Sunday, January 13, 2013

Google v Samsung: who will win this battle of the handsets?


As Samsung dominates the Android market, one has to wonder, who controls whom? Is Google really in charge, or is Samsung so strong it can now rule the Android game?

This morning's thoughts are harder to focus than usual: I'm sitting across the street from Sciences Po – the Paris Institute of Political Studies – one of France's elite graduate schools. As hundreds of students gather at the door, smoking (and littering the pavement with very Parisian hauteur), I'm dismayed by the thought that many of these smart, eagerly alive young people will die from lung cancer. Sombre thoughts made more acute by the loss of a dear friend two days ago to that very illness – the third smoking-induced death of a close relation in a matter of months.

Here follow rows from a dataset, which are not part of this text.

PR #4105, opened 2026-07-03
feat(hyper): all-candidates .+/.* dispatch across builtin MRO levels

tokuhirom:
Fixes **S03-metaops/hyper.t subtest 407** (`».+`/`».*` respect nodality — all 20 assertions).

## Change
`.+method`/`.*method` on a builtin returned a single result. Rakudo returns one per MRO level declaring the method (`<a b>.+elems` → `(2, 2)`: List.elems + Any.elems).
- New `builtin_method_mro_level_count`: count DISTINCT per-level native method tables along the receiver's MRO that declare the method, deduped by contents (Array/List share LIST_METHODS → count once). Data-driven, no hardcoded number.
- Applied to every `.+`/`.*` native fast-path (non-hyper + static/dynamic hyper arms).
- The per-element `.+`/`.*` result is now a **List** `(2, 2)`, not an Array, matching Rakudo. Updated `t/parallel-dispatch-regression.t` to the raku-verified `[(2,), (4,)]`.

## Scope / honesty
- **Does NOT whitelist hyper.t**: subtest 408 (`&` sub-call run-count) is a separate full-file heisenbug (passes in isolation).
- **Known limit**: coercion methods declared at 3+ tables via a shared block (`.Str`) over-count, and a single native impl can't reproduce per-level-different results; the count is sound for same-result methods (elems/abs). A fully general fix needs per-level-own builtin method tables (the architectural gap).
- New `t/hyper-all-candidates-builtin.t` (7/7); cross/zip/reverse roast clean; make test green.

CI's make roast is the net for the over-count blast radius.

### DIFF
--- a/src/runtime/methods_classhow_mro.rs
+++ b/src/runtime/methods_classhow_mro.rs
@@ -2,7 +2,7 @@ use super::*;
 use crate::symbol::Symbol;
 
 impl Interpreter {
-    pub(super) fn classhow_mro_names(&mut self, invocant: &Value) -> Vec<String> {
+    pub(crate) fn classhow_mro_names(&mut self, invocant: &Value) -> Vec<String> {
         let class_name = match invocant {
             Value::Package(name) => name.resolve(),
             Value::Instance { class_name, .. } => class_name.resolve(),
--- a/src/runtime/methods_signature_shaped.rs
+++ b/src/runtime/methods_signature_shaped.rs
@@ -254,7 +254,11 @@ impl Interpreter {
             }
         }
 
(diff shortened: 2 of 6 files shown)


tokuhirom:
Redundant with #4104 (roast:1), which already landed the identical builtin-MRO all-candidates `.+`/`.*` dispatch — 407 passes on main with the List inner type. Independent convergence: both PRs found the same per-level-count solution and both identified subtest 408 (`&` sub-call run-count) as a separate full-file heisenbug that blocks whitelisting hyper.t. Closing in favor of #4104. My t/hyper-all-candidates-builtin.t guard is available if useful but #4104's coverage suffices.

PR #4111, opened 2026-07-03
GC Phase B step 4: Gc<T> + Bacon-Rajan cycle collector (default-off, Miri-clean)

tokuhirom:
Implements **step 4** of `docs/gc-level1-detailed-design.md` §11 (ADR-0001 / ADR-0002, Phase B): the minimal cycle-collection machinery. Steps 1-3 (root visitor, child visitor, `MUTSU_VM_STATS` counters) already landed; this adds the collector itself.

## What's added (`src/gc/collect.rs`)
- **`Gc<T>`** — an `Arc`-like refcounted pointer (clone/deref/drop) with a GC header (atomic strong count + color + buffered flag). `Send + Sync` when `T` is, matching the existing `Arc`-based multi-thread model.
- **`Trace` / `GcNode` traits** — type-erased child enumeration so the collector recurses over `NonNull<dyn GcNode>` without knowing each node's concrete type.
- **Thread-local candidate buffer (`ROOTS`)** + **synchronous Bacon–Rajan** trial-deletion collector `collect_cycles` (`mark_gray` → `scan`/`scan_black` → `collect_white`). A `GC_FREEING` guard makes a freed cycle's reentrant `Gc::drop` inert, so the whole cycle is freed without double-free.

## Design-faithful scoping (design §3.1 / §9.1)
- **No `Value` variant is wired to `Gc<T>` yet** — that is step 5 (the `Array`/`Hash`/`ContainerRef` first wave). So this is **default-off and dead code in production**, exercised only by unit tests. The `record_gc_candidate_push` / `record_gc_collection` counters are now called from the collector; they will report nonzero once step 8 wires collection into a `MUTSU_GC`-gated safepoint.

## Bugs found & fixed during bring-up
1. **Deadlock** — the collector recursed while `Trace` held a node's child-collection lock (`Mutex`/`RwLock`, e.g. the future `Value::ContainerRef`), re-locking the same node on revisit. Fixed by gathering child pointers into a `Vec` first (`children_of`), then recursing lock-free.
2. **Stacked-Borrows UB (caught by Miri)** — dropping the value through a `*mut` derived from a shared `&self` is invalid. Fixed by freeing via `drop_in_place(node.as_ptr())` on the raw erased box pointer (a pure `*mut` op).

## Validation
- 5 cycle-reclaim unit tests: self-cycle, 2-node, 5-node ring, acyclic-no-leak, live-external-ref-kept.
- **Whole `gc` module green under Miri (Stacked Borrows)** — `cargo +nightly miri test --lib gc::collect`.
- `cargo clippy --all-targets -- -D warnings` clean; `cargo fmt` applied.
- Moved `src/gc.rs` → `src/gc/mod.rs` to host the `collect` submodule.

### DIFF
--- a/PLAN.md
+++ b/PLAN.md
@@ -383,13 +383,14 @@ MIME::Base64 1.2.5（#3427）/ IO::Blob（builtin 型サブクラスの user ove
       2. ✅ child visitor 導入（`Value::visit_gc_children()` ＋ `ArrayData`/`HashData`/`SubData`/
          `InstanceAttrs`/`SharedPromise`/`SharedChannel`）
       3. ✅ `MUTSU_VM_STATS` の GC カウンタ枠（`vm/vm_stats.rs`: collections/candidate_pushes/
-         dedup_hits/reclaimed_nodes/reclaimed_cycles/pause_ns_total/pause_ns_max/roots_scanned。
-         全て 0 固定 — 呼び出し元は §11 step 4 以降）
-      4. `Gc<T>` / node header / candidate buffer の最小実装 ← **次はここ（次セッション開始点）**。
-         設計メモ §5.1（node header: strong refcount 相当・color/state・buffered フラグ・
-         `trace(&mut Visitor)` vtable 相当）と §1（Level 1a=同期・協調 collector、safepoint は
-         再入境界に限定）を先に読むこと。まだ `Value` のどの variant も `Arc→Gc` に置換しない
-         （それは step 5 以降の first wave）。
+         dedup_hits/reclaimed_nodes/reclaimed_cycles/pause_ns_total/pause_ns_max/roots_scanned）
+      4. ✅ `Gc<T>` / node header / candidate buffer / 同期 Bacon–Rajan collector の最小実装
+         （`src/gc/collect.rs`）。`Gc<T>`（Arc 相当の clone/deref/drop＋GC header: strong/color/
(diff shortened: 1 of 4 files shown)


tokuhirom:
Superseded: a sibling PR landed GC Level 1a step 4's type machinery (Arc-based `Gc<T>`/`Trace`/candidate buffer in `src/gc/gc_ptr.rs`) on main first. This PR used an incompatible manual-allocation foundation and conflicts on the same files.

Preserving the knowledge from this PR's working collector for whoever implements the collector (step 8):
1. **Deadlock hazard**: a trial-deletion collector must NOT recurse while `Trace::trace` holds a node's child-collection lock (main's `Value::visit_gc_children` locks a Mutex for `ContainerRef`; a node holding `Mutex<Vec<Gc>>` does too). Revisiting a node whose lock is held up-stack deadlocks a non-reentrant lock. Fix: gather child pointers into a Vec first, release the lock, then recurse.
2. **Stacked-Borrows**: main's Arc-based `GcBox` sidesteps the manual-free UB this PR hit (dropping through a `*mut` derived from a shared `&self`); on Arc, reclaim breaks cycle edges and lets Arc free. Validate the eventual collector under `cargo +nightly miri test` (it caught the UB here).

The synchronous Bacon–Rajan algorithm (mark_gray → scan/scan_black → collect_white) with 5 cycle-reclaim tests is in this PR's `src/gc/collect.rs` if useful as a reference for step 8.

This from a legal drug that's much more dangerous than some that can land you in jail …
Back to less morbid topics: like so many other high tech observers, the impending CES (Consumer Electronics Show) in Las Vegas has prompted me to take a guess at what – or who – will turn out to be 2103's most important development. One name that isn't on the list: Microsoft.
CES isn't just an endless series of booths manned by barkers and BS artists where companies peddle their latest vacuum tube audio gear and touchscreen laptops, it's also the venue for a conference with a series of keynote speeches. During the Golden Age of the PC, Bill Gates was the obligatory headliner on the eve of the trade show.
Gates's keynote was an opportunity for the head of the world's most important software company to describe (and prescribe) the future according to Microsoft.
When he ceded the CEO title, Gates also passed the keynote baton to Steve Ballmer who continued the propaganda, although with progressively diminishing success. Last year's keynote was widely trashed by the press (see here, here or here)
"Microsoft CEO crashes and burns in final CES keynote."
"At CES, Microsoft's Steve Ballmer Strains For Relevance"

There will be no keynote address from Ballmer or any other Microsoft representative at this year's CES.
The baton has indeed been passed, but to whom?
The ascendancy will be decided in a fight between Google and Samsung – and that could turn out to be the most important 2013 development.
Samsung is, by far, the biggest promoter and the best advertisement for the Android platform. Not only does the Korean giant dominate the Android market in unit volume – about half if we believe the company's necessarily imprecise numbers – it also sets the standard for quality with handsets such as the Galaxy S III. And when you consider the huge amount of money Samsung has spent promoting their devices (about $13bn – see Horace Dediu's chart, below, from yet another of illuminating posts, The Cost of Selling Galaxies), you would think that the two companies would be close allies.